Take that, Georges! You and your twisted hope of an uncontrollable passion arising between Lord Belfrey and a wedded woman!

“It’s not a bad cellar as such places go, but I’d love to get back out into the gardens.” Judy smiled ruefully. “Should we start prying apart the walls and floor?”

“Please don’t anyone think I’m pushing myself forward,” said Livonia at her most tentative, “but it seems to me that even without the candle we wouldn’t be in pitch dark, so there has to be a faint amount of light creeping in somehow, doesn’t there?”

“What if,” suggested Molly, who looked and sounded breezily confident, “those spy holes Alice mentioned are cracks between the stones in the wall? The ventilation they provide could explain why the cellar is dry.” Taking the candle from Judy, she paced left, then right—eyes shifting from walls to ceiling. “Maybe the cracks—even the widest of them—aren’t easy to see because they’re filmed over with cobwebs of the same gray as the stone. Except, of course, for the one being used to spy on us; that would likely be high up, even in the ceiling.”

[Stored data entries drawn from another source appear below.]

Issue #1450, opened 2019-06-06
Queries that hit size limits are retried


gouthamve:
We are seeing a lot of the following errors in our queriers:
```
level=error ts=2019-06-06T17:42:31.656508688Z caller=worker.go:176 msg="error processing requests" err="rpc error: code = ResourceExhausted desc = trying to send message larger than max (398218677 vs. 104857600)"
```

Now this same query is being retried 5 times, as the front-end sees a 500 error. We should have a limit on the number of samples being returned and then return a 4xx for it.

bboreham:
Related: #1178

Issue #1178, opened 2019-01-08
Poor Error Response for Max Query Length (Instant Queries)


jtlisi:
When running an instant query with a length greater than the `MaxQueryLength` set in cortex the returned error is not helpful.

Error: `Query failed after 5 retries.`

When run on a range query an explicit message is returned showing the reason the query failed: 
```json
{
  "status": "error",
  "errorType": "execution",
  "error": "rpc error: code = Code(400) desc = invalid query, length > limit (789h0m0s > 720h0m0s)",
  "message": "rpc error: code = Code(400) desc = invalid query, length > limit (789h0m0s > 720h0m0s)"
}
```

Ideally the error should be the same for both range and instant queries.

bboreham:
I hit the same problem after #1255 merged - underlying error was `"rpc error: code = Code(413) desc = exceeded maximum number of series in a query"`

It seems to me that an error in that category should not be retried, since there is no reason to suppose it will work better the next time.

gouthamve:
Right, got to the bottom of this. https://github.com/cortexproject/cortex/blob/master/pkg/querier/ingester_streaming_queryable.go#L51-L53 this makes all the errors thrown by the ingesters, 500 errors cuz of this: https://github.com/prometheus/prometheus/blob/master/web/api/v1/api.go#L399-L400 which are then retried.

rfratto:
@jtlisi Looks like this was fixed at some point. I ran `rate(consul_http_request[40d])` against Cortex and both `query` and `query_range` returned the expected error:

```
{"status":"error","errorType":"execution","error":"rpc error: code = Code(400) desc = invalid query, length \u003e limit (961h0m0s \u003e 744h0m0s)"}
```

jtlisi:
^

PR #1459, opened 2019-06-10
Make sure we send a 400 for large responses.

gouthamve:
While this is not super ideal, we will still catch 99% of the cases
through this.

Fixes: https://github.com/cortexproject/cortex/issues/1450


bboreham:
Why is "send a 400" useful in this case but not in #1178 ?

gouthamve:
See: https://github.com/cortexproject/cortex/issues/1178#issuecomment-500811028

PR #1460, opened 2019-06-11
Remove redundant op name middleware.

gouthamve:
The weaveworks/common already has the middleware on by default.
See: https://github.com/weaveworks/common/blob/master/server/server.go#L162-L164
and https://github.com/weaveworks/common/pull/126

Else we are ending up URIs in the op names.


gouthamve:
I think it's legacy that is used only for only one path (`/api/prom/push`) in the old code. I think we're going to get the same result even in the distributors with this.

“Knowing Georges, he would prefer looking down on us,” I said. “Also, he won’t want to be caught on the spot when we do manage to break out of here.”

“Okay, but even if there are cracks big enough to get our fingers into,” Mrs. Malloy stood a shade wobbly on her high heels and looking as though she’d have dearly liked to sit down and melt into the flagged floor, “how do they help us? Even if we could get a grip, stone’s not what you could call lightweight.” She and I share a gift for pointing out the obvious. “Unless,” she reenergized sufficiently to purse her lips and raise a black painted-on eyebrow, “a section of wall has been replaced with something made up to look just like the rest. You know, Mrs. H, one of them faux finishes you’re always going on about, now
everyone’s wanting the insides of their semidetached to look like a Tuscan villa these days.”

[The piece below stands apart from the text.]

PR #1464, opened 2019-06-12
Fix ingester startup with a normalised ring

### LINKED ISSUE #1311: Ingester restart with -ingester.normalise-tokens on results in not-ready state
We had an ingester running on a node which spontaneously restarted.
Kubernetes started the ingester process, but it refused to go Ready.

“Work done in this case courtesy of Georges’s minions.” I nodded. “That secret panel in the dining room must have been mentioned to Georges as one of Mucklesfeld’s manifold charms, and he went from there. I remember now his mentioning to me, in his usual conceited way, earlier in the week, before the crew came on board, he ordered some stage work done.”

“What’s the betting we’re closing in on what he was boasting about?” Alice gave a comradely hug to Judy, who said that if she were Georges she would have camouflaged the removable section of wall with a thicker layer of cobwebs.

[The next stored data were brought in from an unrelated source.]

PR #1465, opened 2019-06-13
Add documentation for HA tracker flags.

cstyan:
Do we want to include the kvstore flags that are nested under `ha-tracker`?

@gouthamve @tomwilkie


weeco:
Can you add a couple words about what is necessary beside the available flags?

E. g. setting the external labels in prometheus. What happens if you enable the HA config in Cortex but your tenant/user does not set the replica flag or sets it incorrectly (wrong property name)?

gouthamve:
One thing that struck me. Why is it not nested as `distributor.ha-tracker`?

docs/arguments.md
```diff
@@ -92,6 +92,38 @@ The ingester query API was improved over time, but defaults to the old behaviour
 - `-distributor.extra-query-delay`
    This is used by a component with an embedded distributor (Querier and Ruler) to control how long to wait until sending more than the minimum amount of queries needed for a successful response.
 
+- `distributor.accept-ha-samples`
+   Per-user flag to enable handling of samples with external labels for identifying replicas in an HA Prometheus setup. This defaults to false, and is technically defined in the Distributor limits.
+
+- `distributor.accept-ha-labels`
```
gouthamve: Can we make it `enable-ha-tracker`? Or

docs/arguments.md
```diff
@@ -92,6 +92,38 @@ The ingester query API was improved over time, but defaults to the old behaviour
 - `-distributor.extra-query-delay`
    This is used by a component with an embedded distributor (Querier and Ruler) to control how long to wait until sending more than the minimum amount of queries needed for a successful response.
 
+- `distributor.accept-ha-samples`
```
gouthamve: How is this a per-user flag, it's global for all user no? Can we rename it to be something more descriptive?

docs/arguments.md
cstyan: I think that makes sense.

docs/arguments.md
cstyan: It's defined in limits, so you can set an override per user. Is the description not accurate? 

We can rename to anything, any suggestions as to what would be more descriptive?

cstyan:
> Why is it not nested as distributor.ha-tracker?

I don't remember any reason for it not being nested from the review, it might have just slipped through then.

weeco:
@cstyan Looks good for me now, if you want a really good documentation you might want to explain at a high level how the HA feature works (maybe in the architecture.md). Does it dedupe the replicas in the distributor/ingester? Should we expect an increased RAM usage in the distributor or ingester (e. g. at the factor of n where n is the number of replicas)?

docs/arguments.md
```diff
@@ -92,6 +92,43 @@ The ingester query API was improved over time, but defaults to the old behaviour
...
+- `ha-tracker.consul.acltoken`
+   ACL Token used to interact with Consul.
+- `ha-tracker.consul.client-timeout`
+   HTTP timeout when talking to consul (default 20s)
+- `ha-tracker.consul.consistent-reads`
+   Enable consistent reads to consul. (default true)
+- `ha-tracker.consul.hostname`
+   Hostname and port of Consul. (default "localhost:8500")
+- `ha-tracker.consul.prefix`
+   Prefix for keys in Consul. Should end with a /. (default "collectors/")
```
csmarchbanks: Perhaps add a not here to set this value to something other than the default if you are using the same consul as for the ring. Or change the default to something like `collectors/HA/`?

cstyan: Hmm. I don't think _not_ changing the value to something other than the prefix used for the ring would cause any issues. The keys for HA tracking are `user ID/cluster ID`.

Unfortunately without some more refactoring we wouldn't be able to change the default. We just call the `RegisterFlags` function for the other config structs, passing an optional prefix.

csmarchbanks: I don't think it will cause issues unless you happen to have a tenant named `ring`. Mostly it was nice to debug that everything was looking correct for them to be in their own folder.

cstyan: Agreed. Best practice imo would be to use different prefixes.

docs/arguments.md
```diff
@@ -92,6 +92,43 @@ The ingester query API was improved over time, but defaults to the old behaviour
...
+
+### HA Tracker
+
+HA tracking has two of it's own flags:
+- `ha-tracker.cluster`
+   Prometheus label to look for in samples to identify a Prometheus HA cluster. (default "cluster")
+- `ha-tracker.replica`
+   Prometheus label to look for in samples to identify a Prometheus HA replica. (default "__replica__")
+
+It's reasonable to assume people probably already have a `cluster` label, or something similar. If not, they should add one along with `__replica__`
```
weeco: We don't use external labels in our prometheus config, as each prometheus gets a different UserID / TenantID. Does Cortex still require the "cluster" external label then if I only have one prometheus cluster per tenant or does it use the default "cluster" if no label is specified?

cstyan: Both labels have to be present for Cortex to dedup samples from HA prometheus instances. Whether the labels are already in your series or added via external labels doesn't matter. Cortex just needs a way of identifying each HA cluster, and each replica within that cluster.

weeco: Assuming I am just about to enable the HA tracker feature and I have a single prometheus instance for each tenant/user ID which does not set either of these two labels. Does this cause any problems, will it reject samples without these labels?

docs/arguments.md
```diff
@@ -92,6 +92,43 @@ The ingester query API was improved over time, but defaults to the old behaviour
 - `-distributor.extra-query-delay`
    This is used by a component with an embedded distributor (Querier and Ruler) to control how long to wait until sending more than the minimum amount of queries needed for a successful response.
 
+- `distributor.accept-ha-samples`
+   Per-user flag to enable handling of samples with external labels for identifying replicas in an HA Prometheus setup. This defaults to false, and is technically defined in the Distributor limits.
+
+- `distributor.enable-ha-tracker` 
+   Enable the distributors HA tracker so that it can accept samples from Prometheus HA replicas gracefully (requires labels). Global (for distributors), this ensures that the necessary internal data structures for the HA handling are created. The option `accept-ha-samples` is still needed to enable ingestion of HA samples per user ID until that flag is defaulted to true.
```
csmarchbanks: I don't think you need "until that flag is defaulted to true"

docs/arguments.md
```diff
@@ -92,6 +92,43 @@ The ingester query API was improved over time, but defaults to the old behaviour
...
+- `ha-tracker.consul.consistent-reads`
+   Enable consistent reads to consul. (default true)
+- `ha-tracker.consul.hostname`
+   Hostname and port of Consul. (default "localhost:8500")
+- `ha-tracker.consul.prefix`
+   Prefix for keys in Consul. Should end with a /. (default "collectors/")
+- `ha-tracker.failover-timeout`
+   If we don't receive any samples from the accepted replica for a cluster in this amount of time we will failover to the next replica we receive a sample from. This value must be greater than the update timeout (default 30s)
+- `ha-tracker.store`
+   Backend storage to use for the ring (consul, inmemory). (default "consul")
```
csmarchbanks: etcd is also an option here now.

cstyan:
Could use another review @csmarchbanks  
cc @tomwilkie

Added a note about HA tracking in the architecture doc, and I also added info about the `store` flags in arguments.md since there weren't any in there.

docs/arguments.md
```diff
@@ -92,6 +92,61 @@ The ingester query API was improved over time, but defaults to the old behaviour
...
+- `distributor.accept-ha-samples`
+   Per-user flag to enable handling of samples with external labels for identifying replicas in an HA Prometheus setup. This defaults to false, and is technically defined in the Distributor limits.
+
+- `distributor.enable-ha-tracker` 
+   Enable the distributors HA tracker so that it can accept samples from Prometheus HA replicas gracefully (requires labels). Global (for distributors), this ensures that the necessary internal data structures for the HA handling are created. The option `accept-ha-samples` is still needed to enable ingestion of HA samples per user ID.
+
+### Ring/HA Tracker Store
+
+The KVStore client is used by both the Ring and HA Tracker.
+- `prefix`
```
csmarchbanks: Some sort of syntax like `{ring,ha-tracker}.prefix` would help, from these docs I would not know to add the prefix.

docs/arguments.md
```diff
@@ -92,6 +92,61 @@ The ingester query API was improved over time, but defaults to the old behaviour
...
+   The prefix for the keys in the store. Should end with a /. For example with a preifx of foo, the key bar would be stored under foo/bar.
+- `store`
+   Backend storage to use for the ring (consul, etcd, inmemory).
+
+#### Consul
+
+- `consul.hostname`
```
csmarchbanks: Maybe a note to add `ha-tracker.` before these to configure the ha-tracker?

docs/architecture.md
```diff
@@ -24,6 +24,8 @@ The **distributor** service is responsible for handling samples written by Prome
 
 Distributors communicate with ingesters via [gRPC](https://grpc.io). They are stateless and can be scaled up and down as needed.
 
+If the HA Tracker is enabled, the Distributor will deduplicate incomming samples that contain both a cluster and replica label. It talks to a KVStore to store state about which replica per cluster it's accepting samples from for a given user ID. Samples with one or neither of these labels will be accepted by default.
```
csmarchbanks: s/incomming/incoming

docs/arguments.md
```diff
@@ -92,6 +92,67 @@ The ingester query API was improved over time, but defaults to the old behaviour
...
+   Per-user flag to enable handling of samples with external labels for identifying replicas in an HA Prometheus setup. This defaults to false, and is technically defined in the Distributor limits.
+
+- `distributor.enable-ha-tracker` 
+   Enable the distributors HA tracker so that it can accept samples from Prometheus HA replicas gracefully (requires labels). Global (for distributors), this ensures that the necessary internal data structures for the HA handling are created. The option `accept-ha-samples` is still needed to enable ingestion of HA samples per user ID.
+
+### Ring/HA Tracker Store
+
+The KVStore client is used by both the Ring and HA Tracker.
+- `{ring,ha-tracker}.prefix`
+   The prefix for the keys in the store. Should end with a /. For example with a preifx of foo, the key bar would be stored under foo/bar.
```
csmarchbanks: s/preifx/prefix, also, should probably say "prefix of foo/" since the prefix should end with a /.

cstyan:
bump @csmarchbanks @gouthamve

docs/arguments.md
gouthamve: I think calling it "per user" is very misleading. We can call it "The default value to enable handling of samples with external labels for identifying replicas in an HA Prometheus setup. This defaults to false, and is technically defined in the Distributor limits"

Also, list it in the limits section like `distributor.ingestion-rate-limit`

pkg/distributor/distributor.go
```diff
@@ -123,7 +123,7 @@ func (cfg *Config) RegisterFlags(f *flag.FlagSet) {
 	cfg.HATrackerConfig.RegisterFlags(f)
 
 	f.BoolVar(&cfg.EnableBilling, "distributor.enable-billing", false, "Report number of ingested samples to billing system.")
-	f.BoolVar(&cfg.EnableHAReplicas, "distributor.accept-ha-labels", false, "Accept samples from Prometheus HA replicas gracefully (requires labels).")
+	f.BoolVar(&cfg.EnableHATracker, "distributor.enable-ha-tracker", false, "Enable the distributors HA tracker so that it can accept samples from Prometheus HA replicas gracefully (requires labels).")
```
csmarchbanks: Should this be `distributor.ha-tracker.enable` to keep everything under `distributor.ha-tracker.*`?

pkg/util/validation/limits.go
```diff
@@ -44,8 +44,8 @@ func (l *Limits) RegisterFlags(f *flag.FlagSet) {
 	f.Float64Var(&l.IngestionRate, "distributor.ingestion-rate-limit", 25000, "Per-user ingestion rate limit in samples per second.")
 	f.IntVar(&l.IngestionBurstSize, "distributor.ingestion-burst-size", 50000, "Per-user allowed ingestion burst size (in number of samples). Warning, very high limits will be reset every -distributor.limiter-reload-period.")
 	f.BoolVar(&l.AcceptHASamples, "distributor.accept-ha-samples", false, "Per-user flag to enable handling of samples with external labels for identifying replicas in an HA Prometheus setup.")
```
csmarchbanks: Perhaps this should be `distributor.ha-tracker.accept-users` or something like that? Since turning it on here will turn it on for all users.

tomwilkie:
This LGTM too.  I see enough LGTMs on this to merge now.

“Shall we start scouting?” Livonia turned to Molly, at which point we heard the faintest sound of organ music, so thready it was almost like someone humming, which reminded me of the dean’s butler in
The Landcroft Legacy
. I remembered how the evilsounding tune had drifted into Semolina’s ears when she was lost in the moorland fog. The onset of music from an unseen source can be one of the scariest sounds in the world, even . . . I reminded myself, even when knowing, almost a hundred percent, that it was being filtered into the cellar on the instructions of Georges, if he wasn’t rapaciously twiddling knobs himself.

We all looked at each other, before gathering closer together.

“It’s all right,” said Molly without a quaver. “All part of the fun.”

“I’m getting meself worked up to chuckle me head off!” said Mrs. Malloy.

“Perverted sense of fun,” amended Alice rather jerkily. “I’ve . . . never cared much for that tune. It’s so bouncily jolly . . . it’s creepy.”

What tune? The music swelled to fill the cellar, making it impossible for any one of us not to recognize “Here Comes the Bride.” Silly not to have instantly known from the organ. The tempo picked up to skipping speed, then slowed . . . deepened . . . scraped the bottom of a misery a dirge could not have found. I
could picture it—St. Mary’s in the Dell so welcoming when I was there that morning, the veiled bride being dragged, clutching and moaning, toward the now sacrificial altar.

“I told you it’s a horrible tune.” Most of Alice’s voluminous hair had tumbled down and she made no move to pile it back up.

“Any music can be twisted around.” Molly moved up close to her.

“Georges is a pain in the neck,” said Judy in her mild voice, “but seeing he must want us to get out of here sometime today, I wouldn’t be surprised if he gave us a hint, by having the music come in loudest near the removable stone, if there is such a piece.”